▸ **Records to process**:
Issue #3, opened 2023-08-07
Display App server info


ChiuchiuSorin:
Display information about the application server regarding: 
- Installation path
- server version
- xwiki version

ChiuchiuSorin:
Case when server is not found: ![image](https://github.com/xwikisas/application-admintools/assets/104432589/94bbaeb4-5402-422d-94c0-0f4ebfa7dcb8)

Case when server is found:  
![image](https://github.com/xwikisas/application-admintools/assets/104432589/2e9e89a7-1f13-4a22-a3d4-bcefa37ca782)

PR #5, opened 2023-08-11
 Display App server info #3 

ChiuchiuSorin:
- created a script service for admin tools
- created a data provider interface for easier extension for different types of data gatherers
- created a server identifier interface for easier extension of server detection and to provide more effectively server paths and type info
- created an admin tools manager for handling the templates generated by the data providers


application-admintools-default/src/main/java/com/xwiki/admintools/internal/ConfigurationManager.java
```diff
@@ -0,0 +1,57 @@
...
+ */
+@Component(roles = ConfigurationManager.class)
+@Singleton
+public class ConfigurationManager
+{
+    /**
+     * Contains useful functions for retrieving configuration data.
+     */
+    @Inject
+    private final ConfigurationInfoUtil configurationInfoUtil = new ConfigurationInfoUtil();
```
tmortagne, line 45: That's not how a component is supposed to be inject (the component manager is in charge of create the instance of ConfigurationInfoUtil, so it does not really make much sense to set anything here).

application-admintools-api/pom.xml
```diff
@@ -0,0 +1,41 @@
+<?xml version="1.0" encoding="UTF-8"?>
```
oanalavinia, line 1: You should merge this branch with the `main` one, to not display changes applied already

application-admintools-default/src/main/java/com/xwiki/admintools/internal/util/ConfigurationInfoUtil.java
```diff
@@ -0,0 +1,158 @@
...
+
+    /**
+     * Stores the possible paths for the XWiki installation.
+     */
+    private final String[] xwikiPossiblePaths;
+
+    /**
+     * The class constructor.
+     */
+    public ConfigurationInfoUtil()
```
oanalavinia, line 57: You don't need a constructor for this.
If this information will be needed for multiple public methods, that you can use the `initialize` method https://extensions.xwiki.org/xwiki/bin/view/Extension/Component%20Module#HComponentInitialization and prepare these when this component is initialized

application-admintools-default/src/main/java/com/xwiki/admintools/internal/util/ConfigurationInfoUtil.java
```diff
@@ -0,0 +1,158 @@
...
+            "/etc/xwiki/xwiki.cfg",
+            String.format("%s/webapps${request.contextPath}/WEB-INF/xwiki.cfg", serverSystemPath),
+            "/usr/local/xwiki/WEB-INF/xwiki.cfg",
+            "/opt/xwiki/WEB-INF/xwiki.cfg",
+            String.format("%s/webapps/ROOT/WEB-INF/xwiki.cfg", serverSystemPath),
+            String.format("%s/webapps/xwiki/WEB-INF/xwiki.cfg", serverSystemPath) };
+    }
+
+    /**
+     * Function used to retrieve the configuration info json.
```
oanalavinia, line 84: You don't need to specify `function`, as all of them are methods. Instead use a general formulation `Get information about configuration details`

application-admintools-default/src/main/java/com/xwiki/admintools/internal/util/ConfigurationInfoUtil.java
```diff
@@ -0,0 +1,158 @@
...
+     *
+     * @return xwiki configuration info json.
+     * @since 1.0
```
oanalavinia, line 87: Since 1.0 its the first version and this is already added in the component description, there is no need to duplicate it in here

application-admintools-default/src/main/java/com/xwiki/admintools/internal/ConfigurationManager.java
```diff
@@ -0,0 +1,57 @@
...
+
+    /**
+     * Admin Tools script services.
+     *
+     * @return String
+     * @since 1.0
+     */
+    public Map<String, String> generateResults()
```
oanalavinia, line 53: This name it's too generic, since this component will have other methods.
Suggestion `getConfigurationDetails` or `getConfigurationInfo`

application-admintools-default/src/main/java/com/xwiki/admintools/internal/util/ConfigurationInfoUtil.java
```diff
@@ -0,0 +1,158 @@
...
+     */
+    public Map<String, String> getSystemInfo()
```
oanalavinia, line 89: Maybe `generateConfigurationInfo`

oanalavinia (changes requested):

oanalavinia (changes requested):

application-admintools-default/src/main/java/com/xwiki/admintools/internal/util/ConfigurationInfo.java
```diff
@@ -0,0 +1,166 @@
...
+     */
+    private String[] tomcatPossiblePaths;
+
+    /**
+     * Stores the possible paths for the XWiki installation.
+     */
+    private String[] xwikiPossiblePaths;
+
+    @Inject
+    private Provider<AdminToolsConfiguration> configurationProvider;
```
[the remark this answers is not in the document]
ChiuchiuSorin: I'll test it to see if it's working after the merge with the configuration PR #6

oanalavinia (changes requested):

application-admintools-default/src/main/java/com/xwiki/admintools/script/AdminToolsScriptService.java
```diff
@@ -0,0 +1,68 @@
...
+     */
+    @Inject
+    private AdminToolsManager adminToolsManager;
+
+    /**
+     * Function used to retrieve all the templates of Admin Tools.
+     *
+     * @return all templates.
+     */
+    public String getAllData()
```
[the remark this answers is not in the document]
ChiuchiuSorin: I'm not sure if getAllConfigurationTemplates or getAllConfigurationData would be more suitable. What do you think?

application-admintools-default/src/main/java/com/xwiki/admintools/internal/data/ConfigurationDataProvider.java
```diff
@@ -0,0 +1,201 @@
...
+
+        systemInfo.put("xwikiCfgPath", this.getXwikiCfgPath());
+        systemInfo.put("tomcatConfPath", this.getTomcatConfPath());
+        systemInfo.put("javaVersion", this.getJavaVersion());
+        systemInfo.put("osInfo", this.getOSInfo());
+
+        return templateGenerator(systemInfo, "data/configurationTemplate.vm", HINT);
+    }
+
+    public Map<String, String> getServerIdentifiers()
```
oanalavinia, line 113: I know you added this for some other features, but right now it's not used

application-admintools-default/src/main/java/com/xwiki/admintools/internal/data/SecurityDataProvider.java
```diff
@@ -0,0 +1,117 @@
...
+    @Inject
+    @Named("xwikicfg")
+    private ConfigurationSource configurationSource;
+
+    /**
+     * Generate the security details.
+     *
+     * @return the security details of the xwiki
+     */
+    public String provideData()
```
oanalavinia, line 67: Missing `@Override`

application-admintools-default/src/main/java/com/xwiki/admintools/internal/data/AbstractDataProvider.java
```diff
@@ -0,0 +1,102 @@
...
+
+    /**
+     * Generates the template of a data provider.
+     *
+     * @param data contains the data to be shown in the template.
+     * @param template path to the template.
+     * @param hint data provider identifier.
+     * @return String containing the generated template.
+     */
+    protected String templateGenerator(Map<String, String> data, String template, String hint)
```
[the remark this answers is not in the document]
oanalavinia: Also, it might be just a personal preference, but I'll put the template as the first parameter

application-admintools-default/src/main/resources/templates/data/configurationTemplate.vm
```diff
@@ -0,0 +1,28 @@
...
+##
+## You should have received a copy of the GNU Lesser General Public
+## License along with this software; if not, write to the Free
+## Software Foundation, Inc., 51 Franklin St, Fifth Floor, Boston, MA
+## 02110-1301 USA, or see the FSF site: http://www.fsf.org.
+## ---------------------------------------------------------------------------
+
+{{html}}
+<div>
+  <p>test config class</p>
```
oanalavinia, line 23: You should do just a minimal display, like a table with the received info. To be also sure that you have here access to the info from `bindData`

application-admintools-default/src/main/resources/templates/data/securityTemplate.vm
```diff
@@ -0,0 +1,27 @@
...
+##
+## You should have received a copy of the GNU Lesser General Public
+## License along with this software; if not, write to the Free
+## Software Foundation, Inc., 51 Franklin St, Fifth Floor, Boston, MA
+## 02110-1301 USA, or see the FSF site: http://www.fsf.org.
+## ---------------------------------------------------------------------------
+
+{{html}}
+<div>
+  <p>test security class</p>
```
oanalavinia, line 23: Here as well

application-admintools-default/src/main/java/com/xwiki/admintools/script/AdminToolsScriptService.java
```diff
@@ -0,0 +1,68 @@
...
+ * @version $Id$
+ * @since 1.0
+ */
+@Component
+@Named("admintools")
+@Singleton
+public class AdminToolsScriptService implements ScriptService
+{
+    /**
+     * Manages the XWiki configuration info.
```
oanalavinia, line 43: Not needed

application-admintools-default/src/main/java/com/xwiki/admintools/script/AdminToolsScriptService.java
```diff
@@ -0,0 +1,68 @@
...
+     */
+    @Inject
+    private AdminToolsManager adminToolsManager;
+
+    /**
+     * Function used to retrieve all the configuration info templates of Admin Tools.
```
oanalavinia, line 49: You can start directly with `Retrieve`

application-admintools-default/src/main/resources/templates/data/configurationTemplate.vm
```diff
@@ -0,0 +1,28 @@
...
+</div>
+{{/html}}
+
+
+$configuration
```
oanalavinia, line 28: You could move it in the div above. Can you add add a screenshot for how is this looking?

application-admintools-default/src/main/resources/templates/data/securityTemplate.vm
```diff
@@ -0,0 +1,27 @@
...
+</div>
+{{/html}}
+
+$security
```
oanalavinia, line 27: Same

oanalavinia (changes requested):

application-admintools-default/src/main/java/com/xwiki/admintools/internal/data/AbstractDataProvider.java
```diff
@@ -0,0 +1,101 @@
...
+import org.xwiki.component.phase.InitializationException;
+import org.xwiki.script.ScriptContextManager;
+import org.xwiki.template.Template;
+import org.xwiki.template.TemplateManager;
+
+import com.xpn.xwiki.XWikiContext;
+import com.xwiki.admintools.DataProvider;
+
+/**
+ * To be extended by {@link DataProvider} implementations to simplify the code.
```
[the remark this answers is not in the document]
ChiuchiuSorin: I took the description idea from Active Installs 2, AbstractPingDataProvider. I removed the "to be extended" part

application-admintools-default/src/main/java/com/xwiki/admintools/internal/data/AbstractDataProvider.java
```diff
@@ -0,0 +1,101 @@
...
+     * @return String containing the generated template.
+     */
+    protected String getRenderedTemplate(String template, Map<String, String> data, String hint)
+    {
+        Writer writer = new StringWriter();
+        Template customTemplate = this.templateManager.getTemplate(template);
+        try {
+            // Binds the data provided to the template.
+            this.bindData(hint, data);
+            this.templateManager.render(customTemplate, writer);
```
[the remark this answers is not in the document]
ChiuchiuSorin: The render(templateName) method requires a String as a parameter: `String render(String templateName) throws Exception;`
I need to use a template as a parameter to be able to bind the data provided by the components. The solution that I found is to use `void render(Template template, Writer writer) throws Exception;` and a writer to add the resulting String,

application-admintools-default/src/main/java/com/xwiki/admintools/internal/data/identifiers/CurrentServer.java
```diff
@@ -0,0 +1,140 @@
...
+        String providedConfigServerPath = adminToolsConfig.getServerPath();
+        findServer(providedConfigServerPath);
+    }
+
+    /**
+     * Retrieves the XWiki configuration file path for the installation.
+     *
+     * @return a String representing the path to the XWiki configuration file.
+     */
+    public String getXwikiCfgPath()
```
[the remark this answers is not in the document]
ChiuchiuSorin: It is the same name, but it is not implementing any interface. Changed get with retrieve to avoid confusion.

application-admintools-default/src/main/java/com/xwiki/admintools/internal/data/identifiers/TomcatIdentifier.java
```diff
@@ -0,0 +1,113 @@
...
+    }
+
+    @Override
+    public String getIdentifier()
+    {
+        return HINT;
+    }
+
+    @Override
+    public void updatePaths(String providedConfigServerPath)
```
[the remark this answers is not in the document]
ChiuchiuSorin: In case it is not automatically found, it should be checked again if the user changed the configuration. There were some useless calls tho, and I did refactor these functions.

application-admintools-default/src/main/java/com/xwiki/admintools/internal/configuration/DefaultAdminToolsConfiguration.java
```diff
@@ -35,9 +35,14 @@
...
  */
 @Component
+@Named(DefaultAdminToolsConfiguration.HINT)
 @Singleton
 public class DefaultAdminToolsConfiguration implements AdminToolsConfiguration
 {
+    /**
+     * Component identifier.
+     */
+    public static final String HINT = "defaultConfiguration";
```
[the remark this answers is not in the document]
ChiuchiuSorin: It is required by the checkstyle

ChiuchiuSorin:
Here is how the configuration template is looking: 
image

application-admintools-default/src/main/java/com/xwiki/admintools/internal/AdminToolsManager.java
```diff
@@ -0,0 +1,79 @@
...
+public class AdminToolsManager
+{
+    /**
+     * A list of all the data providers for Admin Tools.
+     */
+    @Inject
+    private Provider<List<DataProvider>> dataProviderProvider;
+
+    /**
+     * Merges all templates generated by the data providers.
```
oanalavinia, line 49: `Get data generated in a specific format, using a template, by each provider and merge it.` WDYT?

application-admintools-default/src/main/java/com/xwiki/admintools/internal/data/AbstractDataProvider.java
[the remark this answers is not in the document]
oanalavinia: Yes, it needs the `templateName`. But the `writer` part is not mandatory.
There is a method signature [without the writer](https://github.com/xwiki/xwiki-platform/blob/master/xwiki-platform-core/xwiki-platform-template/xwiki-platform-template-api/src/main/java/org/xwiki/template/TemplateManager.java#L216) that will directly return the string, without you doing `writer.toString()`

oanalavinia (changes requested):

application-admintools-default/src/main/java/com/xwiki/admintools/internal/data/identifiers/CurrentServer.java
```diff
@@ -0,0 +1,127 @@
...
+    {
+        return usedServer.getServerIdentifiers();
+    }
+
+    /**
+     * Go through all supported servers and return the one that is used.
+     *
+     * @param providedConfigServerPath {@link String} server path provided by XWiki configurations.
+     */
+    private void findServer(String providedConfigServerPath)
```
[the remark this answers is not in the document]
ChiuchiuSorin: I could change the name to identifyUsedServer(config). What do you think?

Regarding what happens if the server identifier is not found, at the moment there is no error sent from the back-end. When I wrote this part, my idea was to verify this directly in the front-end. I'm thinking I could throw an error in the back-end in which I could mention that no server was found, prompt the user to check the configuration file and mention the supported servers?

application-admintools-default/src/main/java/com/xwiki/admintools/internal/data/identifiers/CurrentServer.java
```diff
@@ -0,0 +1,127 @@
...
+ * @since 1.0
+ */
+@Component(roles = CurrentServer.class)
+@Singleton
+public class CurrentServer implements Initializable
+{
+    @Inject
+    private Provider<List<ServerIdentifier>> supportedServers;
+
+    private ServerIdentifier usedServer;
```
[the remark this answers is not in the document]
ChiuchiuSorin: I used `usedServer` to make sure it won't be confused with an object of CurrentServer class type. Do you think is better to change it to `currentServer`?

application-admintools-default/src/main/java/com/xwiki/admintools/internal/data/identifiers/CurrentServer.java
```diff
@@ -0,0 +1,127 @@
...
+        String providedConfigServerPath = adminToolsConfig.getServerPath();
+        findServer(providedConfigServerPath);
+    }
+
+    /**
+     * Retrieves the XWiki configuration file path for the installation.
+     *
+     * @return a {@link String} representing the path to the XWiki configuration file.
+     */
+    public String retrieveXwikiCfgPath()
```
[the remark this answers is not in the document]
ChiuchiuSorin: I mentioned in a comment above that I changed `get` to `retrieve` to avoid confusion with the method from `ServerIdentifier` interface. Should I keep `get` instead?

application-admintools-default/src/main/java/com/xwiki/admintools/internal/data/identifiers/CurrentServer.java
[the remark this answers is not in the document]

▸ **What needs to be done**:
Wherever a line in the data above contains the word "needed", copy that line.

▸ **Expected answer**:
If this information will be needed for multiple public methods, that you can use the `initialize` method https://extensions.xwiki.org/xwiki/bin/view/Extension/Component%20Module#HComponentInitialization and prepare these when this component is initialized
oanalavinia, line 43: Not needed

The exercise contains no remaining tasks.